▶ _Instructions to follow_
Where does the string "baseapi" appear in the material? Copy each line that holds it.

▶ _Data for processing_
PR #2105, opened 2024-12-12
Generate code for 1.32

brendandburns:
cc @cjihrig


src/gen/apis/AdmissionregistrationApi.ts
```diff
@@ -1,16 +1,16 @@
 // TODO: better import syntax?
-import {BaseAPIRequestFactory, RequiredError, COLLECTION_FORMATS} from './baseapi.js';
-import {Configuration} from '../configuration.js';
-import {RequestContext, HttpMethod, ResponseContext, HttpFile, HttpInfo} from '../http/http.js';
+import {BaseAPIRequestFactory, RequiredError, COLLECTION_FORMATS} from './baseapi';
```
cjihrig, line 2: It looks like the update is removing the recently added file extensions, which ESM requires. Is https://github.com/kubernetes-client/gen/commit/b461333bb57fa2dc2152f939ed70bac3cef2c1f6 being used (maybe I did something wrong when I did the update last time)?

brendandburns: oh, my bad on the code review of #2062 we need to update the github action. I'll send a PR.

brendandburns: hrm, let me take a look. we may need to update the github action. I sent https://github.com/kubernetes-client/javascript/pull/2106

cjihrig: Maybe this line in the GitHub Action needs to be updated as well - https://github.com/kubernetes-client/javascript/blob/release-1.x/.github/workflows/generate-javascript.yml#L13.

mstruebing: That's just the default which can be overridden on every run, but would make sense to update as well.

brendandburns:
Closing this PR, I will re-open a different one with a fresh generation.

▶ _Reply_
-import {BaseAPIRequestFactory, RequiredError, COLLECTION_FORMATS} from './baseapi.js';
+import {BaseAPIRequestFactory, RequiredError, COLLECTION_FORMATS} from './baseapi';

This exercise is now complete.